- DATA FOR THIS TASK -

——————————

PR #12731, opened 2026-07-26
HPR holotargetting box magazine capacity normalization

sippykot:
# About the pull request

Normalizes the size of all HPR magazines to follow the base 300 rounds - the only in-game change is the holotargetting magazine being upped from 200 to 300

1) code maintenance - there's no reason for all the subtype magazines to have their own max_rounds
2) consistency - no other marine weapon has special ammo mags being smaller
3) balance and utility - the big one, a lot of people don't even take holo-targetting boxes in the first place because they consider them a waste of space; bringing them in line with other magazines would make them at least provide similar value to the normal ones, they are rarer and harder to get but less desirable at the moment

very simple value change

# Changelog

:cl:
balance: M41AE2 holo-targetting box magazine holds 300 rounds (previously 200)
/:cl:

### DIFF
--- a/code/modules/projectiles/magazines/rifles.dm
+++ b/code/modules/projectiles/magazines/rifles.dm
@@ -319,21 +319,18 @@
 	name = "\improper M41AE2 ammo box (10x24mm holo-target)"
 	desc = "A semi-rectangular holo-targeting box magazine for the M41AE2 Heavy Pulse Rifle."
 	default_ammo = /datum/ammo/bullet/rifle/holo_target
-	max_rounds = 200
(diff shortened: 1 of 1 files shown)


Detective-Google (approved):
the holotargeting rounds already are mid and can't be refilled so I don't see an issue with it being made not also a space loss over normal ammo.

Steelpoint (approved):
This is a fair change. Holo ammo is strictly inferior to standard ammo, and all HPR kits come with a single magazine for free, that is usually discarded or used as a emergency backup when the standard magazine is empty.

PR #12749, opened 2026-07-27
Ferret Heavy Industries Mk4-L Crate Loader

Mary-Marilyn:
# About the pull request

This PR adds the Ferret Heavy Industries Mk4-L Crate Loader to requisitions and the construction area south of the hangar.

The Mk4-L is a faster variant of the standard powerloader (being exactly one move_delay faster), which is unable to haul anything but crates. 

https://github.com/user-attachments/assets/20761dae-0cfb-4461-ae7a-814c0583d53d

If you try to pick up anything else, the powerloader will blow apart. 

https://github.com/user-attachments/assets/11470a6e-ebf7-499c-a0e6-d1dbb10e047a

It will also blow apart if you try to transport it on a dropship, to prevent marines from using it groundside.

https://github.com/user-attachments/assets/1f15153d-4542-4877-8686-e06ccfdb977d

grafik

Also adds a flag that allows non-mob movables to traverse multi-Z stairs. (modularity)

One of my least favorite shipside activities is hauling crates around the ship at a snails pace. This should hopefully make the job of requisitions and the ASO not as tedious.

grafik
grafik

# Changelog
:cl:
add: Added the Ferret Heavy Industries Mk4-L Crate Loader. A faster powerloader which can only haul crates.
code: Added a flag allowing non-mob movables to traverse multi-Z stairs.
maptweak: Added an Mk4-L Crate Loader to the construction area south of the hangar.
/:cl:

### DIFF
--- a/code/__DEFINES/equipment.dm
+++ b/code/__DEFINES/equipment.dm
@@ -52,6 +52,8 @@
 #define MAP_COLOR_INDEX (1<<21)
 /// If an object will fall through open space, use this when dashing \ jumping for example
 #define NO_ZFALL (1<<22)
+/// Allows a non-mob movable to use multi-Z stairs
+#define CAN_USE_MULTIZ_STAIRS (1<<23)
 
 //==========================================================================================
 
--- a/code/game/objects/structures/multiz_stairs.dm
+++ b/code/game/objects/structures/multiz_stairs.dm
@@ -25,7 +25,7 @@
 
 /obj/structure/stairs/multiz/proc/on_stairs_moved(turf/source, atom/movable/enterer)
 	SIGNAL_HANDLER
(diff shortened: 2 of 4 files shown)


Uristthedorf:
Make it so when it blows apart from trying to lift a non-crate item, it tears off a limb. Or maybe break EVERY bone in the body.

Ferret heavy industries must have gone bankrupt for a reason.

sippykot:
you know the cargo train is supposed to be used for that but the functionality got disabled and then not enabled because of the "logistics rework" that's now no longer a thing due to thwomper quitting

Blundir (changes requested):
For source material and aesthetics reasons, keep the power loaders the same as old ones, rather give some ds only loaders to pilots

——————————

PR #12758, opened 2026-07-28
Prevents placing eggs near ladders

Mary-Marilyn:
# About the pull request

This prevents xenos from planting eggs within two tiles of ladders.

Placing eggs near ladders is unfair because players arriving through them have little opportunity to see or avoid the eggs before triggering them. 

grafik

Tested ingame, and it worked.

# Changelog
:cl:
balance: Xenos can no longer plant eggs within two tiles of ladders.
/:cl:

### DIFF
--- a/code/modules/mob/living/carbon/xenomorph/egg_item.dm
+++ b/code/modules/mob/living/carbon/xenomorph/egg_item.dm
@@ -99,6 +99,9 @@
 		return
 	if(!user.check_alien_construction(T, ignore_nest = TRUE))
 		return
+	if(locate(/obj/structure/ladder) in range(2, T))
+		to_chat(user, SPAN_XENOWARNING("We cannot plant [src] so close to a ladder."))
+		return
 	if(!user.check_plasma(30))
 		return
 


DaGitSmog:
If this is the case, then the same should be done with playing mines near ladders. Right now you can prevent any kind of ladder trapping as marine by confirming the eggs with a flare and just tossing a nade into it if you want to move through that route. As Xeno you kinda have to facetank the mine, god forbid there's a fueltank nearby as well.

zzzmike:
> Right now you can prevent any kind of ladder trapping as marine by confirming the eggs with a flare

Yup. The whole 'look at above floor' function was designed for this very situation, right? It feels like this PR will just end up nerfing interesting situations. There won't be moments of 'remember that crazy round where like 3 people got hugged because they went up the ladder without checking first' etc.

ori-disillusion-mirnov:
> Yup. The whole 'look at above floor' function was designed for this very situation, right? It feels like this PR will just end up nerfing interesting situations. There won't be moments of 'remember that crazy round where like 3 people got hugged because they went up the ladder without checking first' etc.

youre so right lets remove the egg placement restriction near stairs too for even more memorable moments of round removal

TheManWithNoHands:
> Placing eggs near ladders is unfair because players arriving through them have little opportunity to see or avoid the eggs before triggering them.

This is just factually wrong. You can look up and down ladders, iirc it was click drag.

——————————

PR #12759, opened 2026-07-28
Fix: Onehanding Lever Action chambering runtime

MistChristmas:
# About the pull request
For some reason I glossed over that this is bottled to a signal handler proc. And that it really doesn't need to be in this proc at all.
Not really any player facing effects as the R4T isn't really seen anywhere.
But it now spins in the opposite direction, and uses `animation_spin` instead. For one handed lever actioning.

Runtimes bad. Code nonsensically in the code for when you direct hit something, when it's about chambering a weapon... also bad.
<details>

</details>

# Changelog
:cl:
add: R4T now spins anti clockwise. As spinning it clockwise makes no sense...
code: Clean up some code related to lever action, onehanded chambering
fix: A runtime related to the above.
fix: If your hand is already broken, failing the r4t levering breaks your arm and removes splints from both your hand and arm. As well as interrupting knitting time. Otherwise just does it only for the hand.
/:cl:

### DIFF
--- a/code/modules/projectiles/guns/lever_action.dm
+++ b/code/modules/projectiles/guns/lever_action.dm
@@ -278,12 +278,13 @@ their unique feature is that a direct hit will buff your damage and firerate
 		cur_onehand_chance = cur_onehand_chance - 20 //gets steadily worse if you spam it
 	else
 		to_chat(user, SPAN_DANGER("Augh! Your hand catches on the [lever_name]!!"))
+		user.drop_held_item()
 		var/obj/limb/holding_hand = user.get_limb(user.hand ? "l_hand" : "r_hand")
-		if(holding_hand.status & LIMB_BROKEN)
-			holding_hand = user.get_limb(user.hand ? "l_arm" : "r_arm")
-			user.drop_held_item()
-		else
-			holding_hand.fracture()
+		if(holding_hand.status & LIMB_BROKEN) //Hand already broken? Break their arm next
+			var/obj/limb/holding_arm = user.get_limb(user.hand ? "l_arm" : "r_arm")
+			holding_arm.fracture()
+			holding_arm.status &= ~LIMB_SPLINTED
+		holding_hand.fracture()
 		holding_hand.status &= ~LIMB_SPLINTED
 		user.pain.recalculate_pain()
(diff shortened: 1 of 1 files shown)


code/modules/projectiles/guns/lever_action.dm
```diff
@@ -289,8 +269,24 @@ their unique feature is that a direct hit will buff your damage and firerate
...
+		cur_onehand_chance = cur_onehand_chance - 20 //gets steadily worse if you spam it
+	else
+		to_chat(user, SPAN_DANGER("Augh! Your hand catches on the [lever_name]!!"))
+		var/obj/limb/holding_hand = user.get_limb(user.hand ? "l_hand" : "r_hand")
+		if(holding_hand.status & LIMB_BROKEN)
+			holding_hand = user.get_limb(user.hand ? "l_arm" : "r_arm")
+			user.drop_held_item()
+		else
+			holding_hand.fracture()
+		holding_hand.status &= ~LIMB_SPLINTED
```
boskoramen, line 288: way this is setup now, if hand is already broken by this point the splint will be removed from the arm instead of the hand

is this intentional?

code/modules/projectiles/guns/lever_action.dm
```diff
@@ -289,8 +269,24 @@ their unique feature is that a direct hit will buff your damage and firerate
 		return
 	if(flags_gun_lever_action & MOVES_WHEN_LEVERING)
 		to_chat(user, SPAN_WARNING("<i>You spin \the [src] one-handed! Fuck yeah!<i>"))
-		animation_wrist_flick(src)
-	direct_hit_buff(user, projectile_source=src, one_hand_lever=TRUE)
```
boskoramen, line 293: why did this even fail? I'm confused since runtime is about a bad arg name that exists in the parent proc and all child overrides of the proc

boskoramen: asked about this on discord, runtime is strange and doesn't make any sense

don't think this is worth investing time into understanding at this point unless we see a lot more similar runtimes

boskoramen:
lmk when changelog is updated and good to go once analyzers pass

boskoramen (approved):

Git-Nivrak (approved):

——————————

- WHAT YOU WILL DO -
Using the records above, copy word for word the line with "1) code maintenance", the line with "2) consistency - no", and every line between them.

- RESPONSE TO THIS EXERCISE -
1) code maintenance - there's no reason for all the subtype magazines to have their own max_rounds
2) consistency - no other marine weapon has special ammo mags being smaller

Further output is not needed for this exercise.